Below are entries; output exactly the lines from the one with "PR #16, opened 2015-10-07" to the one with "Nice job, Min.", both included, and nothing else.

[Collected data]
=== Section Start ===

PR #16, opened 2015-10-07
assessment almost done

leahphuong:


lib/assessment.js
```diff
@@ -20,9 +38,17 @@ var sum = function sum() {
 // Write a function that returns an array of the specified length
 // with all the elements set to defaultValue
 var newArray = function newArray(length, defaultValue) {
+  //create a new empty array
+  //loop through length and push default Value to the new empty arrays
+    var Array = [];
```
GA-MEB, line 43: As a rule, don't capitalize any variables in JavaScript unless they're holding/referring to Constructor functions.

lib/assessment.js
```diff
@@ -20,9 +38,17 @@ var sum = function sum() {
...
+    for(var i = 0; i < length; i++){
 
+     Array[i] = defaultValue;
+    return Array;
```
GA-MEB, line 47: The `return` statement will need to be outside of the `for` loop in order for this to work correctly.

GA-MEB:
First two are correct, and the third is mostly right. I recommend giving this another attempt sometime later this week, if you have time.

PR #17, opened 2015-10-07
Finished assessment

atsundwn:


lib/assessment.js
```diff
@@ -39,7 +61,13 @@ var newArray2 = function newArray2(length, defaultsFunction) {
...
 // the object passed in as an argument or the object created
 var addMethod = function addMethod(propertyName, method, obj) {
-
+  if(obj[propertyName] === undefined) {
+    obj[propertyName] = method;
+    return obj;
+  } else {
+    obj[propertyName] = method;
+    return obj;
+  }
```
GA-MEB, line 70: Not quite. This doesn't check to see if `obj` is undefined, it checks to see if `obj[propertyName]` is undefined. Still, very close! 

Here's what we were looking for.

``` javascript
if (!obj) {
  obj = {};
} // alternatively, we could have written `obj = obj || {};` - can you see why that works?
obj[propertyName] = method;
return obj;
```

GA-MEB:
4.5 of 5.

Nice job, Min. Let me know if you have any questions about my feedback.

=== Section End ===
=== Section Start ===

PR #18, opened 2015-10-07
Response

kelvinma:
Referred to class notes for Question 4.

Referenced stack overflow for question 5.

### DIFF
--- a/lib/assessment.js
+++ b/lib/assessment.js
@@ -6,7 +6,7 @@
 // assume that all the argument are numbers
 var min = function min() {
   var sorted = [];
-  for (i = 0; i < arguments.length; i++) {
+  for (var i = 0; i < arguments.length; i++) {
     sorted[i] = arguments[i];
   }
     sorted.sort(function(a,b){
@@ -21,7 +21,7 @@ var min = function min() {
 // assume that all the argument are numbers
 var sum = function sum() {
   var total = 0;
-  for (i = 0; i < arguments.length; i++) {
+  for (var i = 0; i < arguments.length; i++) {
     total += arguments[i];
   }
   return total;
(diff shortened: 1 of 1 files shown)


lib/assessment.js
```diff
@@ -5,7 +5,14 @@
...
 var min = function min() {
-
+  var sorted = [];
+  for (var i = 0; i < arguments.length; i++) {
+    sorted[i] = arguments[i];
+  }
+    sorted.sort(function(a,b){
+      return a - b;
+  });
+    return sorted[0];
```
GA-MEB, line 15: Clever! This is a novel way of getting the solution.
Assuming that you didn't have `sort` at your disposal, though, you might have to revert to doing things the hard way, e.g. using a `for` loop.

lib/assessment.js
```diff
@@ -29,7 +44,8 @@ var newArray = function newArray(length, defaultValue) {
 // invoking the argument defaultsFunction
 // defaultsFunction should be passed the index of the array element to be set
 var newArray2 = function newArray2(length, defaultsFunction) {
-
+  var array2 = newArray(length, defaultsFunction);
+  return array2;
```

=== Section End ===

◆ Result for this exercise ◆
PR #16, opened 2015-10-07
assessment almost done

leahphuong:


lib/assessment.js
```diff
@@ -20,9 +38,17 @@ var sum = function sum() {
 // Write a function that returns an array of the specified length
 // with all the elements set to defaultValue
 var newArray = function newArray(length, defaultValue) {
+  //create a new empty array
+  //loop through length and push default Value to the new empty arrays
+    var Array = [];
```
GA-MEB, line 43: As a rule, don't capitalize any variables in JavaScript unless they're holding/referring to Constructor functions.

lib/assessment.js
```diff
@@ -20,9 +38,17 @@ var sum = function sum() {
...
+    for(var i = 0; i < length; i++){
 
+     Array[i] = defaultValue;
+    return Array;
```
GA-MEB, line 47: The `return` statement will need to be outside of the `for` loop in order for this to work correctly.

GA-MEB:
First two are correct, and the third is mostly right. I recommend giving this another attempt sometime later this week, if you have time.

PR #17, opened 2015-10-07
Finished assessment

atsundwn:


lib/assessment.js
```diff
@@ -39,7 +61,13 @@ var newArray2 = function newArray2(length, defaultsFunction) {
...
 // the object passed in as an argument or the object created
 var addMethod = function addMethod(propertyName, method, obj) {
-
+  if(obj[propertyName] === undefined) {
+    obj[propertyName] = method;
+    return obj;
+  } else {
+    obj[propertyName] = method;
+    return obj;
+  }
```
GA-MEB, line 70: Not quite. This doesn't check to see if `obj` is undefined, it checks to see if `obj[propertyName]` is undefined. Still, very close! 

Here's what we were looking for.

``` javascript
if (!obj) {
  obj = {};
} // alternatively, we could have written `obj = obj || {};` - can you see why that works?
obj[propertyName] = method;
return obj;
```

GA-MEB:
4.5 of 5.

Nice job, Min. Let me know if you have any questions about my feedback.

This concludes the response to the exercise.